#### [Assignment]
All lines of the records below that contain the word "already" must be listed.
Data to use START
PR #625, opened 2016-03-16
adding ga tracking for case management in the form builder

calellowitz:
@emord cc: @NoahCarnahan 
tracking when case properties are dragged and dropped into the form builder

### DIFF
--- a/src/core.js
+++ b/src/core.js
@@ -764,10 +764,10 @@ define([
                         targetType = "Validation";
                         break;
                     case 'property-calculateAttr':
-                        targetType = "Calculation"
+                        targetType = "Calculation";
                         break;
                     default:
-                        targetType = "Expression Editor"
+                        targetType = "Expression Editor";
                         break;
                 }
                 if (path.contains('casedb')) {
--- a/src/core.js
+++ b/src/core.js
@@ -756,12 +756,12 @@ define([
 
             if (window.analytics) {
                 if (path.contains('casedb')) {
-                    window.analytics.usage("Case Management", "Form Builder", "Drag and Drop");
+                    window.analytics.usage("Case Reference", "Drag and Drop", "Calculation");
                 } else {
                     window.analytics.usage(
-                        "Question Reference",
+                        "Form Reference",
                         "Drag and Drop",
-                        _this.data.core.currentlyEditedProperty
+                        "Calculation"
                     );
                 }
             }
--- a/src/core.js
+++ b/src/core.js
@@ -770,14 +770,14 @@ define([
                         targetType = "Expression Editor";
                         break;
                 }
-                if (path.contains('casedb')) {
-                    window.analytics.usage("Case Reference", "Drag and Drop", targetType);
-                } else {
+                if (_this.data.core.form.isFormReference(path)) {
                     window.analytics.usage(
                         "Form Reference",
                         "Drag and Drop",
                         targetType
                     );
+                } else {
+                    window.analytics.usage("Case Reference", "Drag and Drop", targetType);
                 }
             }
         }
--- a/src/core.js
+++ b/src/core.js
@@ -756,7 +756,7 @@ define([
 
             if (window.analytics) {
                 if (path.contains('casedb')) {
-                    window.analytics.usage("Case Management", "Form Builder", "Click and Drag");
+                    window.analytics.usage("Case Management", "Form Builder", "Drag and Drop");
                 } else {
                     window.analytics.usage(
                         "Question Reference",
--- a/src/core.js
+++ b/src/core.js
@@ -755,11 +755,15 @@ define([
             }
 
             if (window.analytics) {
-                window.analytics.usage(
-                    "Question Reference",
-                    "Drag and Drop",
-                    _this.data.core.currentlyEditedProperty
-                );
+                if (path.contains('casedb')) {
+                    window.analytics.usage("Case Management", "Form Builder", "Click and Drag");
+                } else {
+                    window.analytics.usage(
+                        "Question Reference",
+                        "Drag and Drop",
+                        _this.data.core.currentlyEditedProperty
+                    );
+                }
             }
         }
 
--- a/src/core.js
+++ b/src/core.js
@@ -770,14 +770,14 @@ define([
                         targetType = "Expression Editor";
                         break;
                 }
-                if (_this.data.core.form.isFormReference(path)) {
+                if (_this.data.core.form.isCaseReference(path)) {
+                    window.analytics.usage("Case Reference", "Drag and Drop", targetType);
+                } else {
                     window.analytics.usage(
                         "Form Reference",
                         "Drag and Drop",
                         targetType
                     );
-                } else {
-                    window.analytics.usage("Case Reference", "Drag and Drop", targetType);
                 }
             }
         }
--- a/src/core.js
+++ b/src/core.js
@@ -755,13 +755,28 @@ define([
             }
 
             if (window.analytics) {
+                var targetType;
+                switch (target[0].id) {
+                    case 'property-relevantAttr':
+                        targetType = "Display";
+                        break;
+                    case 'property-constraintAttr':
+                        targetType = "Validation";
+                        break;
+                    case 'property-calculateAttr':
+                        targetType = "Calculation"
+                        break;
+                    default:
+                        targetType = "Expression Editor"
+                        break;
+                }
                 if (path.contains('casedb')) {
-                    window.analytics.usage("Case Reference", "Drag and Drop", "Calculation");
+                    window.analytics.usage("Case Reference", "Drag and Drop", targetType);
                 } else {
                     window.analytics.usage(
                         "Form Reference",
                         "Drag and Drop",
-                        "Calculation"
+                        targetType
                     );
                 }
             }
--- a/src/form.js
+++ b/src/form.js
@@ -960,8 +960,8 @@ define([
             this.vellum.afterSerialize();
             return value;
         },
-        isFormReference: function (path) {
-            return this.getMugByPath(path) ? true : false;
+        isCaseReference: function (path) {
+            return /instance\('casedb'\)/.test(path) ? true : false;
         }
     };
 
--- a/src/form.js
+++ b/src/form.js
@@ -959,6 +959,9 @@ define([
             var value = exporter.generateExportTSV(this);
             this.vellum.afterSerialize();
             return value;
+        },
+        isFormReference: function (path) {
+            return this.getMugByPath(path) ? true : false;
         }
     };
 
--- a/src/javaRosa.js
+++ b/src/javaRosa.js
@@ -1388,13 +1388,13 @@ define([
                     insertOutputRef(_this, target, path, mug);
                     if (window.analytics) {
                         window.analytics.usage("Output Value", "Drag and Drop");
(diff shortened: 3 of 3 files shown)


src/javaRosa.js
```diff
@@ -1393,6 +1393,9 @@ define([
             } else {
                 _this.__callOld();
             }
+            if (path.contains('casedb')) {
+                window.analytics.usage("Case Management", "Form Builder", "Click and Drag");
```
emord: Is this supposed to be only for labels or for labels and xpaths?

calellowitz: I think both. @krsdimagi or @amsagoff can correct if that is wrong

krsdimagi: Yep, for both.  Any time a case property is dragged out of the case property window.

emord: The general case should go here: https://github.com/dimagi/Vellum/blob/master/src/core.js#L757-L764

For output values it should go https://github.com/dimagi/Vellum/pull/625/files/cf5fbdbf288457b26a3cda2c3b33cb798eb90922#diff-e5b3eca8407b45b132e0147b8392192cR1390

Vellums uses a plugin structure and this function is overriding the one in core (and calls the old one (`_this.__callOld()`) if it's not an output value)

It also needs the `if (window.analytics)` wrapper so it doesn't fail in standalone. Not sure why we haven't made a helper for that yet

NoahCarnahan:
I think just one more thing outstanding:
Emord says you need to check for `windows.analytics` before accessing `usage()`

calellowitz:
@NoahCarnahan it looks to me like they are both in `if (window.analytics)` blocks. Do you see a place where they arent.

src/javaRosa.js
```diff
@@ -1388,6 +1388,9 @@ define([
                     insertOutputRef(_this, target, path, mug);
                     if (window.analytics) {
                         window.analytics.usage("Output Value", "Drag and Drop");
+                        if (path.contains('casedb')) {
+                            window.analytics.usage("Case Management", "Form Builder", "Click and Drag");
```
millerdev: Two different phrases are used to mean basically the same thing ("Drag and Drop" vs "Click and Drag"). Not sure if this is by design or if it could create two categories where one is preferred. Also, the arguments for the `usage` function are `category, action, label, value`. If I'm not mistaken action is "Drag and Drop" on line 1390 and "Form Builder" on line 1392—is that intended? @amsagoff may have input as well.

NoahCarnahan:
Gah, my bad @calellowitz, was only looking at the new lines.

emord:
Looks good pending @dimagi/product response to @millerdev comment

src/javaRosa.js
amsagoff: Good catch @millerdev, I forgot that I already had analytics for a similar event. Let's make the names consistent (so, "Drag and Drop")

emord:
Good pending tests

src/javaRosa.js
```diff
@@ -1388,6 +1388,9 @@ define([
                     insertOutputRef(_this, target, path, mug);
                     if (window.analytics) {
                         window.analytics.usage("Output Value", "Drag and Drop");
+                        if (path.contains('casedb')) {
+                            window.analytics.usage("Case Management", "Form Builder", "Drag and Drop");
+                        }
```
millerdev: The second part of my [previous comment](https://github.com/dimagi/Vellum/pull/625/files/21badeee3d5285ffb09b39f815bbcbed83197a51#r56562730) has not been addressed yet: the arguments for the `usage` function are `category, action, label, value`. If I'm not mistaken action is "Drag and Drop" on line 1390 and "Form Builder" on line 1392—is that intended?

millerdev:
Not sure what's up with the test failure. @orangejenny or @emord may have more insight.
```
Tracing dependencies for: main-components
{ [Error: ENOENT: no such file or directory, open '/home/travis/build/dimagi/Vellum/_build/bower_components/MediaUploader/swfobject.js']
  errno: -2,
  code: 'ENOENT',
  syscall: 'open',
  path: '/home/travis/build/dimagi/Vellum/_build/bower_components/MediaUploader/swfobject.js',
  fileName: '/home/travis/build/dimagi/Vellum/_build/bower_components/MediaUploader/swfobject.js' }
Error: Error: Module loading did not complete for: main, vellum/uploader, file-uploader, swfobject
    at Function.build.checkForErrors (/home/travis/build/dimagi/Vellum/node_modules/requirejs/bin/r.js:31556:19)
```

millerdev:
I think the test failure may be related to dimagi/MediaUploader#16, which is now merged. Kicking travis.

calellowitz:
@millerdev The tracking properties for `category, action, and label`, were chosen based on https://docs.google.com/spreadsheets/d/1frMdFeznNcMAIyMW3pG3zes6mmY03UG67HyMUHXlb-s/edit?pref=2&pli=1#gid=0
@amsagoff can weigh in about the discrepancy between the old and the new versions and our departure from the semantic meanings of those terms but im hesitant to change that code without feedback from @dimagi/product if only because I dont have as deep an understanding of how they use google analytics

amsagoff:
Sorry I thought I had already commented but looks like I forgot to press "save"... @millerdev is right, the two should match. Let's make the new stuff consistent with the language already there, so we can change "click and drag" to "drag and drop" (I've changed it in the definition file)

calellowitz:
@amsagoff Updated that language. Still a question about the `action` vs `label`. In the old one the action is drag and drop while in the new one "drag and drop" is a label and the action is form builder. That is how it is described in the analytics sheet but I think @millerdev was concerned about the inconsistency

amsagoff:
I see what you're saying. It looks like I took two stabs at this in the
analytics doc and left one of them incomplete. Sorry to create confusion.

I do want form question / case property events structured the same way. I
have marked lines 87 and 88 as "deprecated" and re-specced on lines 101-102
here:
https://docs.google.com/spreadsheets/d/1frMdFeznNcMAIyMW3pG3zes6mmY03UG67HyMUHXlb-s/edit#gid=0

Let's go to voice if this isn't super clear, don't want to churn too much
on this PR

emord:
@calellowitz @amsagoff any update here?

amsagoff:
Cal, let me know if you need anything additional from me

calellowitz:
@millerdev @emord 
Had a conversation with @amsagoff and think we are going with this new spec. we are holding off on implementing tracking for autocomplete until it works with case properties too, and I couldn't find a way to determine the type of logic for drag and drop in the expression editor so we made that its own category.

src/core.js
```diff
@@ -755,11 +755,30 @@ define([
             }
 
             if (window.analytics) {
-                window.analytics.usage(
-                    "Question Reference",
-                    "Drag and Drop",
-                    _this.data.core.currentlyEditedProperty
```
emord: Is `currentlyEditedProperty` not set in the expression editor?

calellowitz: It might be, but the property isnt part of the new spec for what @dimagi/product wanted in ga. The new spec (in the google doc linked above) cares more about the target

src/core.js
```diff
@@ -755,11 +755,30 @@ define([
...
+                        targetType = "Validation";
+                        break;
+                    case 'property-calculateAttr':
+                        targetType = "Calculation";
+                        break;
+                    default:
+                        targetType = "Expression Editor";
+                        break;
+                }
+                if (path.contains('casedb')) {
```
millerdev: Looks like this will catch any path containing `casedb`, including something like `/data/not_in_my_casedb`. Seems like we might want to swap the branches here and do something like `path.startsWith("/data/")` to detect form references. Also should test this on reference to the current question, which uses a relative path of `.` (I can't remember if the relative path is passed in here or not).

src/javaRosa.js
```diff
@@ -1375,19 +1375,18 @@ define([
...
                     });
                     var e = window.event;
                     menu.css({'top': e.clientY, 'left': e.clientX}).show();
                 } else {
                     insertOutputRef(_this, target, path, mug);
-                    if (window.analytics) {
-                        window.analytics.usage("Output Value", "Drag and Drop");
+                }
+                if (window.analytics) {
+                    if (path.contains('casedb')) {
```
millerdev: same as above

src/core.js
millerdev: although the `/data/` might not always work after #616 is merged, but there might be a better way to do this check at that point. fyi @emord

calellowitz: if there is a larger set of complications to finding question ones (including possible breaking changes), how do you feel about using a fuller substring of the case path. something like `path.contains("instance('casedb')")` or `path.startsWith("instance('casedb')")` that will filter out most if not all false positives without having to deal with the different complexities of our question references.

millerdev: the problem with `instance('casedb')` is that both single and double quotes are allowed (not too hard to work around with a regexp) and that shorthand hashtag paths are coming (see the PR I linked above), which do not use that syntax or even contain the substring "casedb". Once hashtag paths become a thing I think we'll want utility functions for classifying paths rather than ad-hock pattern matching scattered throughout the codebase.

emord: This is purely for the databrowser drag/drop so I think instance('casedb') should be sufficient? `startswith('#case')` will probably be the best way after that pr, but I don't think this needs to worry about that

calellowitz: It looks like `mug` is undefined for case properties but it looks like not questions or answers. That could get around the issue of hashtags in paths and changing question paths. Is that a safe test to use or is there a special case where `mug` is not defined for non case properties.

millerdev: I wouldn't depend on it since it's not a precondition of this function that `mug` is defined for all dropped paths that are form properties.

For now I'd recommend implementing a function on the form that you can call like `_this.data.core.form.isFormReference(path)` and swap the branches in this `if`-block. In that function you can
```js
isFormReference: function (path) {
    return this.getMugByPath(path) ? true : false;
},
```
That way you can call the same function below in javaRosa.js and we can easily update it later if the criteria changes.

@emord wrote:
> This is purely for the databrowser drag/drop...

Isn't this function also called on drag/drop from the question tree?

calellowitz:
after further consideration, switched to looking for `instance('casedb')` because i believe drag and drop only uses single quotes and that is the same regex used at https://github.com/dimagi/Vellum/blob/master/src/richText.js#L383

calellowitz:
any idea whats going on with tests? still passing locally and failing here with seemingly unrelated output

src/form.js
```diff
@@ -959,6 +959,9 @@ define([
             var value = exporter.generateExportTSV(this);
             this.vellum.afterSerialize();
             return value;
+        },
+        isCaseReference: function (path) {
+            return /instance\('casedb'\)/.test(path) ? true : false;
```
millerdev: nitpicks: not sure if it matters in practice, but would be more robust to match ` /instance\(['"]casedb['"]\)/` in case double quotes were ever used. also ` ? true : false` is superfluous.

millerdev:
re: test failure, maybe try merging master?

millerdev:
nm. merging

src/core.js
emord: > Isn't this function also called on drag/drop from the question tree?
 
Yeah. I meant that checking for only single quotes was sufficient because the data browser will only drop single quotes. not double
Data to use END
#### [Expected answer]
amsagoff: Good catch @millerdev, I forgot that I already had analytics for a similar event. Let's make the names consistent (so, "Drag and Drop")
Sorry I thought I had already commented but looks like I forgot to press "save"... @millerdev is right, the two should match. Let's make the new stuff consistent with the language already there, so we can change "click and drag" to "drag and drop" (I've changed it in the definition file)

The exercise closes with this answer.